TASK TO COMPLETE> Your answer should restate each line of the data below word for word.

SUPPLIED INFORMATION>

PR #5093, opened 2017-02-08
Rgba test

jburel:
# What this PR does
Introduced unit tests for color encoding/decoding in the pojos

# Testing this PR

Make sure the tests are green
If you want to run them locally
``./build.py -f components/blitz/build.xml test``

# Related reading

https://trello.com/c/sGlYbbvB/213-color-in-shape-settings

cc @dominikl

### DIFF
--- a/components/blitz/test/omero/gateway/model/ShapeSettingsTest.java
+++ b/components/blitz/test/omero/gateway/model/ShapeSettingsTest.java
@@ -27,12 +27,11 @@ import org.testng.Assert;
 import org.testng.annotations.DataProvider;
 import org.testng.annotations.Test;
 
-import omero.model.RectangleI;
 import omero.model.Shape;
 
 
 /**
- * 
+ * Tests the encoding/decoding of some properties of ShapeSettingsData
  * @author Jean-Marie Burel &nbsp;&nbsp;&nbsp;&nbsp;
  * <a href="mailto:j.burel@dundee.ac.uk">j.burel@dundee.ac.uk</a>
  * @since 5.3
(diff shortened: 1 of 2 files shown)


components/blitz/test/omero/gateway/model/ShapeSettingsTest.java
```diff
@@ -0,0 +1,107 @@
...
+ * <a href="mailto:j.burel@dundee.ac.uk">j.burel@dundee.ac.uk</a>
+ * @since 5.3
+ */
+@Test(groups = "unit")
+public class ShapeSettingsTest {
+
+    @DataProvider(name = "colors")
+    public static Object[][] colors() {
+       return new Integer[][] {
+               {Integer.valueOf(255), Integer.valueOf(0), Integer.valueOf(0),
```
mtbc: don't just the plain numbers suffice without all the `Integer.valueOf` stuff?

jburel: opted for that way of declaring the value since it will generate warning in Java 9

mtbc: Gah. I don't suppose you recall what the warning is? Just curious.

jburel: deprecated!! ``new Integer()``
but I have not checked if i specify a "int" it will be by default converted using ``Integer.valueOf``

mtbc: Bizarre: sounds like a compiler bug given that creating an Integer array is completely different from calling `Integer`'s constructor!

jburel: I will simplify this code and see what happen when I run it in Java 9 :-)

dominikl:
Looks good, unit tests passed (but didn't test with java9, java8 only). Good to merge 👍

jburel:
@dominikl: ignore Java 9 for now ;-)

RESULT>
PR #5093, opened 2017-02-08
Rgba test

jburel:
# What this PR does
Introduced unit tests for color encoding/decoding in the pojos

# Testing this PR

Make sure the tests are green
If you want to run them locally
``./build.py -f components/blitz/build.xml test``

# Related reading

https://trello.com/c/sGlYbbvB/213-color-in-shape-settings

cc @dominikl

### DIFF
--- a/components/blitz/test/omero/gateway/model/ShapeSettingsTest.java
+++ b/components/blitz/test/omero/gateway/model/ShapeSettingsTest.java
@@ -27,12 +27,11 @@ import org.testng.Assert;
 import org.testng.annotations.DataProvider;
 import org.testng.annotations.Test;
 
-import omero.model.RectangleI;
 import omero.model.Shape;
 
 
 /**
- * 
+ * Tests the encoding/decoding of some properties of ShapeSettingsData
  * @author Jean-Marie Burel &nbsp;&nbsp;&nbsp;&nbsp;
  * <a href="mailto:j.burel@dundee.ac.uk">j.burel@dundee.ac.uk</a>
  * @since 5.3
(diff shortened: 1 of 2 files shown)


components/blitz/test/omero/gateway/model/ShapeSettingsTest.java
```diff
@@ -0,0 +1,107 @@
...
+ * <a href="mailto:j.burel@dundee.ac.uk">j.burel@dundee.ac.uk</a>
+ * @since 5.3
+ */
+@Test(groups = "unit")
+public class ShapeSettingsTest {
+
+    @DataProvider(name = "colors")
+    public static Object[][] colors() {
+       return new Integer[][] {
+               {Integer.valueOf(255), Integer.valueOf(0), Integer.valueOf(0),
```
mtbc: don't just the plain numbers suffice without all the `Integer.valueOf` stuff?

jburel: opted for that way of declaring the value since it will generate warning in Java 9

mtbc: Gah. I don't suppose you recall what the warning is? Just curious.

jburel: deprecated!! ``new Integer()``
but I have not checked if i specify a "int" it will be by default converted using ``Integer.valueOf``

mtbc: Bizarre: sounds like a compiler bug given that creating an Integer array is completely different from calling `Integer`'s constructor!

jburel: I will simplify this code and see what happen when I run it in Java 9 :-)

dominikl:
Looks good, unit tests passed (but didn't test with java9, java8 only). Good to merge 👍

jburel:
@dominikl: ignore Java 9 for now ;-)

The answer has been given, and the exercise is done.